Scamwatch: timeshare resale fraud

Jess Bown
C5D9FG Worried about the taxes retirement couple paperwork man; woman; depressed; depression; utility; bills; bill; gas; electri
C5D9FG Worried about the taxes retirement couple paperwork man; woman; depressed; depression; utility; bills; bill; gas; electri

Stay one step ahead of the fraudsters with our series of articles giving you the lowdown on the scams they use to trick people out of their hard-earned cash - and how to avoid being taken in by them.

This week, timeshare resale fraud used to scam thousands of British holidaymakers every year.

How does it work?
Timeshare sales are rife with scams, such as when people are invited to a presentation where they will receive a gift or prize, before being asked to pay an administration fee that actually more than covers the cost of this "gift" and being pressured into signing a timeshare contract.

And some of the tricks used on people who already have timeshares are even nastier. Spanish police announced this week that they had smashed a timeshare fraud ring run by Britons on the Costa del Sol.
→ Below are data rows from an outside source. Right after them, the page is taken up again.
PR #2189, opened 2017-03-16
Add AMQP 1.0 support via Apache Qpid Proton C++ API 0.17.0

### LINKED ISSUE #2188: Add AMQP 1.0 support to Zcash
AMQP is messaging middleware, supporting both broker and brokerless messaging, and is suitable for applications ranging from enterprise to internet-of-things.

AMQP 1.0 is an International Standard (ISO/IEC 19464) and an OASIS standard.
http://www.amqp.org/

Currently Zcash supports ZeroMQ, as inherited from upstream, to facilitate notifications.

Adding AMQP support would expand the range of options available for the community looking to integrate Zcash into their systems.

bitcartel:
Closes #2188


src/amqp/amqpsender.h
```diff
@@ -0,0 +1,110 @@
...
+    // Add message to queue
+    void add_message(const proton::message &m) {
+        std::lock_guard<std::mutex> guard(lock_);
+        messages_.push_back(m);
+    }
+
+    // Send messages in queue
+    void dispatch() {
+
+        if (!conn_.active()) {
```
daira: Is it safe to call ``conn_.active()`` from multiple threads without locking?

https://qpid.apache.org/releases/qpid-proton-0.13.0/proton/cpp/api/mt_page.html

src/amqp/amqpsender.h
```diff
@@ -0,0 +1,110 @@
...
+#define ZCASH_AMQP_AMQPSENDER_H
+
+#include "amqpconfig.h"
+
+#include <deque>
+#include <memory>
+#include <future>
+#include <iostream>
+
+class amqp_sender : public proton::messaging_handler {
```
daira: Class names are usually UpperCamelCase. (I realise Proton doesn't follow this convention for its classes, but I think we should be consistent with other Zcash code here.)

src/amqp/amqppublishnotifier.cpp
```diff
@@ -0,0 +1,182 @@
...
+        }
+    }
+}
+
+
+bool AMQPAbstractPublishNotifier::SendMessage(const char *command, const void* data, size_t size)
+{
+    if (handler_->isTerminated()) {
+        return false;
+    }
```
daira: See comment about ``isTerminated()`` below.

src/amqp/amqpsender.h
```diff
@@ -0,0 +1,110 @@
...
+    }
+
+    // Close connection to remote end.  Container event-loop, by default, will auto-stop.
+    void terminate() {
+        conn_.close();
+        terminated_.store(true);
+    }
+
+    bool isTerminated() const {
+        return terminated_.load();
```
daira: How is it possible to use ``isTerminated()`` safely? If you call it and find that the ``amqp_sender`` instance is not terminated, then that doesn't allow you to safely do anything with it, since it could be terminated by the time you do.
Note that ``AMQPAbstractPublishNotifier::SendMessage`` appears to use it in precisely that way.

daira: In general it's hard to review this class for thread safety, since it's not documented what thread safety properties it is supposed to have.

src/init.cpp
```diff
@@ -71,6 +75,10 @@ bool fFeeEstimatesInitialized = false;
 static CZMQNotificationInterface* pzmqNotificationInterface = NULL;
```
daira: See comment earlier about using ``nullptr`` instead of ``NULL``.

src/init.cpp
```diff
@@ -71,6 +75,10 @@ bool fFeeEstimatesInitialized = false;
...
 #endif
 
+#if ENABLE_PROTON
+static AMQPNotificationInterface* pAMQPNotificationInterface = NULL;
```
daira: Why ``CZMQNotificationInterface``, but ``AMQPNotificationInterface`` without the ``C``?

configure.ac
```diff
@@ -88,6 +88,12 @@ AC_ARG_ENABLE([mining],
   [enable_mining=$enableval],
   [enable_mining=yes])
 
+AC_ARG_ENABLE([proton],
+  [AS_HELP_STRING([--disable-proton],
```
bitcartel: Yes, I was thinking about this.  I made the decision that since this is a build option it should reflect the name of the third party library to make it obvious what is being linked in.  Also this matches other options such as -with-miniupnpc, whereas options like --enable-wallet and --enable-mining reflect a native feature of the application.  We can always change this later since most users will not build by setting configure options but instead use build.sh, where we could add options such as --disable-(zmq|amqp)-notifications.

src/amqp/amqpnotificationinterface.cpp
```diff
@@ -0,0 +1,155 @@
...
+    {
+        delete *i;
+    }
+}
+
+AMQPNotificationInterface* AMQPNotificationInterface::CreateWithArguments(const std::map<std::string, std::string> &args)
+{
+    AMQPNotificationInterface* notificationInterface = NULL;
+    std::map<std::string, AMQPNotifierFactory> factories;
+    std::list<AMQPAbstractNotifier*> notifiers;
```
bitcartel: The notifiers are released here: https://github.com/bitcartel/zcash/blob/daa4d27e6815a144ca5f60cdf633f9732f72153f/src/amqp/amqpnotificationinterface.cpp#L33

This code is cribbed from zmq here: https://github.com/zcash/zcash/blob/master/src/zmq/zmqnotificationinterface.cpp#L22

If there were issues, we should already be seeing reports?  Or are you referring to a different potential leak?

src/amqp/amqpnotificationinterface.cpp
```diff
@@ -0,0 +1,155 @@
...
+        notificationInterface->notifiers = notifiers;
+
+        if (!notificationInterface->Initialize())
+        {
+            delete notificationInterface;
+            notificationInterface = NULL;
+        }
+    }
+
+    return notificationInterface;
```
bitcartel: This is the same code cribbed from zmq: https://github.com/zcash/zcash/blob/master/src/zmq/zmqnotificationinterface.cpp#L69

The caller only cares if the zmq or amqp interface is created or not.  If NULL then the notification interface is not registered. See here: https://github.com/bitcartel/zcash/blob/daa4d27e6815a144ca5f60cdf633f9732f72153f/src/init.cpp#L1231

src/amqp/amqpnotificationinterface.cpp
```diff
@@ -0,0 +1,155 @@
...
+    {
+        AMQPAbstractNotifier *notifier = *i;
+        if (notifier->Initialize())
+        {
+            LogPrint("amqp", "amqp: Notifier %s ready (address = %s)\n", notifier->GetType(), notifier->GetAddress());
+        }
+        else
+        {
+            LogPrint("amqp", "amqp: Notifier %s failed (address = %s)\n", notifier->GetType(), notifier->GetAddress());
+            break;
```
bitcartel: Again, same code cribbed from zmq.  Perhaps we should keep as is and then look at clean up and refactoring of both interfaces later?  Or see if there are backports we can integrate?
https://github.com/zcash/zcash/blob/master/src/zmq/zmqnotificationinterface.cpp#L97

src/amqp/amqpnotificationinterface.cpp
```diff
@@ -0,0 +1,155 @@
...
+    LogPrint("amqp", "amqp: Shutdown notification interface\n");
+
+    for (std::list<AMQPAbstractNotifier*>::iterator i=notifiers.begin(); i!=notifiers.end(); ++i)
+    {
+        AMQPAbstractNotifier *notifier = *i;
+        notifier->Shutdown();
+    }
+}
+
+void AMQPNotificationInterface::UpdatedBlockTip(const CBlockIndex *pindex)
```
bitcartel: Agreed.  We should look at refactoring the zmq/amqp notification interface for C++11 and think about possible future notifications we might want.

src/init.cpp
bitcartel: Classes beginning with 'C' are from upstream.  We have not been following that consistently e.g. ZCJoinSplit vs JSDescription.  In this case, it became hard to read the code e.g. CAMQPBlahBlah... when I knew I was looking for AMQP related code, e.g. AMQPBlahBlah..., so I thought it would be better to be explicit to try and avoid errors.

src/init.cpp
```diff
@@ -1212,6 +1236,14 @@ bool AppInit2(boost::thread_group& threadGroup, CScheduler& scheduler)
     }
 #endif
 
+#if ENABLE_PROTON
+    pAMQPNotificationInterface = AMQPNotificationInterface::CreateWithArguments(mapArgs);
+
+    if (pAMQPNotificationInterface) {
```
bitcartel: Same as the ZMQ code block above.  Note that ::CreateWithArguments does log failure to initialize a notifier: https://github.com/bitcartel/zcash/blob/daa4d27e6815a144ca5f60cdf633f9732f72153f/src/amqp/amqpnotificationinterface.cpp#L98

src/amqp/amqppublishnotifier.cpp
```diff
@@ -0,0 +1,182 @@
...
+
+    try { 
+        proton::binary content;
+        const char *p = (const char *)data;
+        content.assign(p, p + size);
+
+        proton::message message(content);
+        message.subject(std::string(command));
+        proton::message::property_map & props = message.properties();
+        props.put("x-opt-sequence-number", sequence_);
```
bitcartel: Yes, and there are other potential useful fields, but I'd like to have that in another PR as an improvement.  This PR is bringing AMQP notifications upto speed with the ZMQ notifications.

src/amqp/amqppublishnotifier.cpp
```diff
@@ -0,0 +1,182 @@
...
+    catch (const std::exception &e) {
+        LogPrint("amqp", "amqp: exception: %s\n", e.what());
+        return false;
+    }
+    catch (...) {
+        LogPrint("amqp", "amqp: unknown error\n");
+        return false;
+    }
+
+    sequence_++;
```
bitcartel: So for ZMQ, the sequence number is only incremented after a successful send: https://github.com/zcash/zcash/blob/master/src/zmq/zmqpublishnotifier.cpp#L136

We could change this but I'd like to first add reliable sending i.e. send (exactly|at least once) delivery at which point the sequence numbers could be incremented for each message.

src/amqp/amqppublishnotifier.cpp
```diff
@@ -0,0 +1,182 @@
...
+    return true;
+}
+
+bool AMQPPublishHashBlockNotifier::NotifyBlock(const CBlockIndex *pindex)
+{
+    uint256 hash = pindex->GetBlockHash();
+    LogPrint("amqp", "amqp: Publish hashblock %s\n", hash.GetHex());
+    char data[32];
+    for (unsigned int i = 0; i < 32; i++)
+        data[31 - i] = hash.begin()[i];
```
bitcartel: I can add to the documentation.  Inherited from zmq: https://github.com/zcash/zcash/blob/master/src/zmq/zmqpublishnotifier.cpp#L148

src/amqp/amqpsender.h
bitcartel: There won't be concurrent access to dispatch() based on our usage (that is, the way notifications are being triggered in main.cpp) however to be safe I will move the lock to the start of the method to include this code.

src/amqp/amqpsender.h
bitcartel: I'm going to move the terminated_ check into the sender e.g. publish() so it's cleaner and easier to understand.

src/amqp/amqpnotificationinterface.cpp
daira: Ah. But what if a notifier is erased from ``notifiers``, e.g. here: https://github.com/bitcartel/zcash/blob/daa4d27e6815a144ca5f60cdf633f9732f72153f/src/amqp/amqpnotificationinterface.cpp#L135

src/amqp/amqpnotificationinterface.cpp
```diff
@@ -0,0 +1,155 @@
...
+AMQPNotificationInterface::AMQPNotificationInterface()
+{
+}
+
+AMQPNotificationInterface::~AMQPNotificationInterface()
+{
+    Shutdown();
+
+    for (std::list<AMQPAbstractNotifier*>::iterator i=notifiers.begin(); i!=notifiers.end(); ++i)
+    {
```
daira: Oh I see: the ZMQ code was not consistent with the overall Bitcoin code style in this respect, and this PR is adapting the ZMQ code. I'm fine with cleaning it up later if you prefer.

bitcartel:
@daira I've pushed commits to address your review comments.

bitcartel:
@daira So the last two commits were to fix a conflict with the rust pr being merged. 82f454 was a normal push, whereas 0825fde was using the Github resolve conflict tool.

doc/amqp.md
```diff
@@ -99,8 +100,8 @@ No authentication or authorization is done on peers that zcashd connects
 to; it is assumed that the AMQP link is exposed only to trusted entities,
 using other means such as firewalling.
 
-SSL support may be added once OpenSSL has been removed from the Zcash
-project and alternatives such as BoringSSL and LibreSSL have been evaluated.
+TSL support may be added once OpenSSL has been removed from the Zcash
```
daira: TLS

bitcartel: vim
x p
done!

daira:
ACK d74ae45b5b48b6deb6d14fdf583c2a9186824538.

depends/packages/packages.mk
```diff
@@ -1,6 +1,6 @@
 rust_packages := rust librustzcash
 zcash_packages := libsnark libgmp libsodium
-packages := boost openssl zeromq $(zcash_packages) googletest googlemock
+packages := boost openssl zeromq $(zcash_packages) googletest googlemock proton
```
str4d: This is going to conflict with #2176, but it also makes sense for the dependency to be here, so whichever one goes second will have to rebase :)

src/Makefile.am
```diff
@@ -181,8 +184,12 @@ BITCOIN_CORE_H = \
...
   zmq/zmqconfig.h\
   zmq/zmqnotificationinterface.h \
-  zmq/zmqpublishnotifier.h
-
+  zmq/zmqpublishnotifier.h \
+  amqp/amqpabstractnotifier.h \
+  amqp/amqpconfig.h \
+  amqp/amqpnotificationinterface.h \
+  amqp/amqppublishnotifier.h \
+  amqp/amqpsender.h
```
str4d: These should be further up, as the list is in alphabetical order.

src/init.cpp
```diff
@@ -1212,6 +1236,21 @@ bool AppInit2(boost::thread_group& threadGroup, CScheduler& scheduler)
...
+
+        // AMQP support is currently an experimental feature, so fail if user configured AMQP notifications
+        // without enabling experimentatl features.
```
str4d: `experimental`

qa/rpc-tests/proton_test.py
```diff
@@ -0,0 +1,125 @@
...
+# file COPYING or http://www.opensource.org/licenses/mit-license.php.
+
+#
+# Test Proton interface (provides AMQP 1.0 messaging support).
+#
+# Requirements:
+#   Python library for Qpid Proton:
+#     https://pypi.python.org/pypi/python-qpid-proton
+#   To install:
+#     pip install python-qpid-proton
```
str4d: @ageis we will need to install this on the CI server before merging this PR.

src/init.cpp
bitcartel: Done

depends/packages/packages.mk
bitcartel: I already had to fix a conflict with the Rust PR :)

src/Makefile.am
bitcartel: Good spot. Done.

bitcartel:
@str4d Comments addressed.

src/Makefile.am
```diff
@@ -183,7 +191,6 @@ BITCOIN_CORE_H = \
   zmq/zmqnotificationinterface.h \
   zmq/zmqpublishnotifier.h
 
-
```
str4d: Unnecessary whitespace change.

bitcartel: Done!

str4d:
Non-blocking: would be nice to squash / tidy up the commits a bit. But I'm happy otherwise, so I'll leave it in @daira's hands.

bitcartel:
Squashed, rebased, forced pushed.

bitcartel:
@zkbot r+

ebfull:
@zkbot force

ebfull:
@zkbot retry

bitcartel:
@zkbot force

ageis:
@zkbot force

ebfull:
@zkbot retry

ageis:
@zkbot retry

bitcartel:
Haven't seen that build error before. Investigating.

bitcartel:
Branch builds fine locally.  Branch also builds fine via a merge per Github command line instructions.

bitcartel:
@zkbot retry

daira:
utACK modulo the build error. FWIW it builds cleanly for me in a Debian VM after installing ``cmake``. The gcc in that VM is ``gcc (Debian 5.3.1-8) 5.3.1 20160205``.

bitcartel:
Reminder: once the libevent PR lands will have to rebase due to conflict in packages.mk.

bitcartel:
@daira @kevin Rebased on master.  Added `--disable-proton` flag to `build.sh`.  When proton is disabled, you can build on Jessie with gcc 4.9 and you do not need to install cmake since the dependency is not built.

daira:
utACK.

If I understand correctly, there's no point in trying to r+ this until the buildslave has been upgraded to gcc5.

ageis:
@zkbot retry

daira:
@zkbot retry

daira:
Oh wait, it wasn't @zkbot r+ 'd again after the last commit.

bitcartel:
@zkbot retry

daira:
This is still broken in a way that looks like the same gcc4-related linking error.

ageis:
@zkbot retry

ageis:
@zkbot retry

ageis:
@zkbot retry

ageis:
@zkbot retry

bitcartel:
@zkbot try

bitcartel:
Resolved, from commit:
```
Debian 8 stable ships with gcc 4.9.2 and cmake 3.0.2.  Previously
the depends package used CMAKE_CXX_STANDARD to tell cmake to use
C++11, but the option requires cmakes 3.1+.  To resolve the issue
we now update relevant CMakeLists.txt and set CMAKE_CXX_FLAGS.
```
Also note that gcc 4.9.2 and 5.x, by default, when compiling cpp without an explicit cpp standard will default to `-std=gnu++98`.  With gcc 6, the default is `-std=gnu++14`.

bitcartel:
@zkbot r+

According to their report, the ring was raking in more than £4 million a year and has scammed at least 500 people out of up to £35,000 each using a three-tier fraud initial calls from fake resale agents, followed by people posing as lawyers and finally court officials.

Inspector Mercedes Perez Quesada, the lead investigator on the case, said: "Once victims had been conned and knew they were never going to get their money back, a second group of people would call claiming to be lawyers saying they were going to launch a group action on behalf of victims and asking once again for money upfront.

"The third tier involved people posing as court officials ringing victims and saying cases had been resolved in their favour but they had to pay fees so they could obtain their cash settlements."

How can I avoid being caught out?
The timeshare resale market is virtually non-existent, so you should always be very wary if you are contacted by a company claiming to be able to sell yours on.

For those interested in investing in a timeshare property, meanwhile, it is sensible to research the company, the development and the local rental market thoroughly before signing up.

Other tips include always getting a lawyer to look over timeshare contracts, whether for sale or resale.

I've been defrauded. What should I do?
If you are caught out by a fraudulent timeshare company, you should cease contact with the fraudsters and report it immediately to Action Fraud on 0300 123 2040.

Under the Timeshare Regulations 2010, all timeshare agreements signed in the UK come with a 14-day cooling off period, while those signed elsewhere in the European Union give you 10 days to change your mind.

You should cancel the agreement in writing - preferably by recorded delivery - if you want to take advantage of this right.